* [ABOUT THIS EXERCISE]:
Copy out, from the data, each line containing the string "behaves".

── EXERCISE DATA

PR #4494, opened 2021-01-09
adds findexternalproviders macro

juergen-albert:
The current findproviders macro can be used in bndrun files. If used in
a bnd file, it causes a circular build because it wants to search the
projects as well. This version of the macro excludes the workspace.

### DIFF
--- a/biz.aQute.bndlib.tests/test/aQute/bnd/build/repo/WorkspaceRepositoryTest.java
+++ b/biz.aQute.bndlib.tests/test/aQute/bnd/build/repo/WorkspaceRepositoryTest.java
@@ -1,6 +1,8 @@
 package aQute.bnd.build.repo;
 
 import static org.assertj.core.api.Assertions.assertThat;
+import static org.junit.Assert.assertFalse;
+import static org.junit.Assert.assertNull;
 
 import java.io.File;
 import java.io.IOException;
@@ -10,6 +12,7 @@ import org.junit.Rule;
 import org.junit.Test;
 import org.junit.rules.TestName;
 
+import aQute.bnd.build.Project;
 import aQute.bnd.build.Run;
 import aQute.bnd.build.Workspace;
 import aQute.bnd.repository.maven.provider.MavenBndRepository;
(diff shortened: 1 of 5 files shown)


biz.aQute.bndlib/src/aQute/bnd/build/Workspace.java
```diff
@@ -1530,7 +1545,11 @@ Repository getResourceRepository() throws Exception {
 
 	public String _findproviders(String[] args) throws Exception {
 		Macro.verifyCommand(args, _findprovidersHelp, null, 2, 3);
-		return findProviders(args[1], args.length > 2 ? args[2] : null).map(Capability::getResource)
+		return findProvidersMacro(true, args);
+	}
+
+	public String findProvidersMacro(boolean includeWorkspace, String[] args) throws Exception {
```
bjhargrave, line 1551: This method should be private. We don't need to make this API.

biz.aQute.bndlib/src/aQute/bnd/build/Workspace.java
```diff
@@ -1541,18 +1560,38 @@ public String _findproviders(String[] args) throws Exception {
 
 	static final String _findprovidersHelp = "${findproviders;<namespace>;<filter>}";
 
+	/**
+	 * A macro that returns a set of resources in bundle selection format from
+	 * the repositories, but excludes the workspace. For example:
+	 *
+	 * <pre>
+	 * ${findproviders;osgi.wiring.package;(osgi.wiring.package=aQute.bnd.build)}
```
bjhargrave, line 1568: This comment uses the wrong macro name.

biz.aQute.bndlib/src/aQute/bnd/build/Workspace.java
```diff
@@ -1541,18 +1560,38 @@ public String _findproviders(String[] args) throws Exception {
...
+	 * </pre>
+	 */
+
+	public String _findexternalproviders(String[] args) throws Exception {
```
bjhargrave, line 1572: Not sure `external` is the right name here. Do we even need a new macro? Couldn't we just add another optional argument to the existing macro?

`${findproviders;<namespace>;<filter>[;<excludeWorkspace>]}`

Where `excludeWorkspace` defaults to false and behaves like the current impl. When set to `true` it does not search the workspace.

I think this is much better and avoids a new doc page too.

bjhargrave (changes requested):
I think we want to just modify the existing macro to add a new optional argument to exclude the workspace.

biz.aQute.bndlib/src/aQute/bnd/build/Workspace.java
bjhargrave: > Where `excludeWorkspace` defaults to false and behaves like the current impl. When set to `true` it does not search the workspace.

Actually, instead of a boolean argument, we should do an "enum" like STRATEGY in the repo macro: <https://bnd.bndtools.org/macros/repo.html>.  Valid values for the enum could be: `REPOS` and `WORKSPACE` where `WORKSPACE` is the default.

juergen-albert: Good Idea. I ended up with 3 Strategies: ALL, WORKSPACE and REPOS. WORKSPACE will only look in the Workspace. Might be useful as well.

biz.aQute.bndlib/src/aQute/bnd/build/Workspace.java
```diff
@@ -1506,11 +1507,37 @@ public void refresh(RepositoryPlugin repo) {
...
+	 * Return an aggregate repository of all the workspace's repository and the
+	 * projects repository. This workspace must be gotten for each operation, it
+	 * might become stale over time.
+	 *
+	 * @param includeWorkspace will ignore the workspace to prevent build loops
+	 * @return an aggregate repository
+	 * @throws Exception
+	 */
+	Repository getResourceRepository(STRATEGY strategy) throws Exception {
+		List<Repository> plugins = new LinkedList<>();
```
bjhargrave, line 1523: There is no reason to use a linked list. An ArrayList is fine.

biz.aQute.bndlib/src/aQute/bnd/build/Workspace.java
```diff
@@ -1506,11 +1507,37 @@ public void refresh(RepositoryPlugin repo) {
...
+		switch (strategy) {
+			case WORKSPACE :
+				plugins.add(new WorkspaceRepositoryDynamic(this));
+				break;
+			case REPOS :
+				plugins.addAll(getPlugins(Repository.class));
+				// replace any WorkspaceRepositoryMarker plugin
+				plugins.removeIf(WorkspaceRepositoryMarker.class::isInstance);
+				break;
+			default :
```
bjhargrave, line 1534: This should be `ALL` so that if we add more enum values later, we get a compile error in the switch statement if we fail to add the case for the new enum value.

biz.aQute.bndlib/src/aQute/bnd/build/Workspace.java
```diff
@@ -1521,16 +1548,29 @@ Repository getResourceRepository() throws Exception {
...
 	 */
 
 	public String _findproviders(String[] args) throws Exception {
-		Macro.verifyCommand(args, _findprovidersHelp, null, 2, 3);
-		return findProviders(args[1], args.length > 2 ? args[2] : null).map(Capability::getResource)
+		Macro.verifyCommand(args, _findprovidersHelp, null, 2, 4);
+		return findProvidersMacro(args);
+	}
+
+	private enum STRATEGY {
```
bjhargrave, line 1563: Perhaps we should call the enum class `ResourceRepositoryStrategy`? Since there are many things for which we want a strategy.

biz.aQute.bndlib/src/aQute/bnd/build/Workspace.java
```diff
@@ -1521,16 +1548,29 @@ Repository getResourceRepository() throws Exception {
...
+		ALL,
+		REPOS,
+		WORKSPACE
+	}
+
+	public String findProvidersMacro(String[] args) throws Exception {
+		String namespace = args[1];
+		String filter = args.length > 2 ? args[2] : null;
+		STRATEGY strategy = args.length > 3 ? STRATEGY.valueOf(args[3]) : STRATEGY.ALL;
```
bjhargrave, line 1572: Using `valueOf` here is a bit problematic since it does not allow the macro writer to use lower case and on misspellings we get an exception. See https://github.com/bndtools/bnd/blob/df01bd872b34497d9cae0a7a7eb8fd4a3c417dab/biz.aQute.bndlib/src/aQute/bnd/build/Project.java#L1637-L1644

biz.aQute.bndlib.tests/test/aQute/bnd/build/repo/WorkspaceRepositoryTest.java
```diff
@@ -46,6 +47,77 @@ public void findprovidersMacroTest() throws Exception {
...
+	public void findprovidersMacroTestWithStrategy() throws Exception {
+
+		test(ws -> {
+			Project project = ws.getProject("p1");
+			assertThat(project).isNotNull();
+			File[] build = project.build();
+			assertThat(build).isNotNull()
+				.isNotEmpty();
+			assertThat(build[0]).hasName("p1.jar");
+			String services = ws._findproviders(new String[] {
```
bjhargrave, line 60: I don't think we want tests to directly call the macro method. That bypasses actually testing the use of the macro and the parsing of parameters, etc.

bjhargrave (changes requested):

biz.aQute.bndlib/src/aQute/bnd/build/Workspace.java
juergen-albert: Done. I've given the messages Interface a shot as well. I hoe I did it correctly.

────

* [WRITTEN SOLUTION]:
Where `excludeWorkspace` defaults to false and behaves like the current impl. When set to `true` it does not search the workspace.
bjhargrave: > Where `excludeWorkspace` defaults to false and behaves like the current impl. When set to `true` it does not search the workspace.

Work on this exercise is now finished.